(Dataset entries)
Content starts

PR #2041, opened 2024-07-14
Pretty print readable unicode characters

### LINKED ISSUE #1943: Unicode characters are escaped in pretty-printed `Text` values
**Describe the bug**
The `format` command escapes the Unicode character `∀`.

**To Reproduce**
Type in REPL:
```
> tydef L a = rec l. a * 1 end
> format {(undefined) : L a}
it : Text = "{undefined : \8704 a. L a}"
```

**Expected behavior**
The `format` command should show the ASCII `forall` or Unicode `∀`.

**Additional context**
This could be related to escaped characters in strings, like `\n`.

Discovered while testing https://github.com/swarm-game/swarm/pull/1928#discussion_r1641906543.

nitinprakash96:
Closes #1943

### DIFF
--- a/swarm.cabal
+++ b/swarm.cabal
@@ -191,7 +191,7 @@ library swarm-lang
     terminal-size >=0.3 && <1.0,
     text,
     text-rope >=0.2 && <0.3,
-    unicode-show,
+    unicode-show >=0.1 && <0.2,
     vector,
     vty,
     witch,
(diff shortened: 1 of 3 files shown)


swarm.cabal
```diff
@@ -191,6 +191,7 @@ library swarm-lang
     terminal-size >=0.3 && <1.0,
     text,
     text-rope >=0.2 && <0.3,
+    unicode-show,
```
byorgey, line 194: Since this is the only place we have this listed, let's include bounds, like `unicode-show >= 0.1 && <0.2`.

byorgey (commented):
Could we also add a unit test or two to ensure this works as expected?

byorgey (approved):
LGTM!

Content ends

ASSIGNED TASK: A single number is the answer: how many lines of the entries above contain "command"?

RESULT OF THIS TASK: 2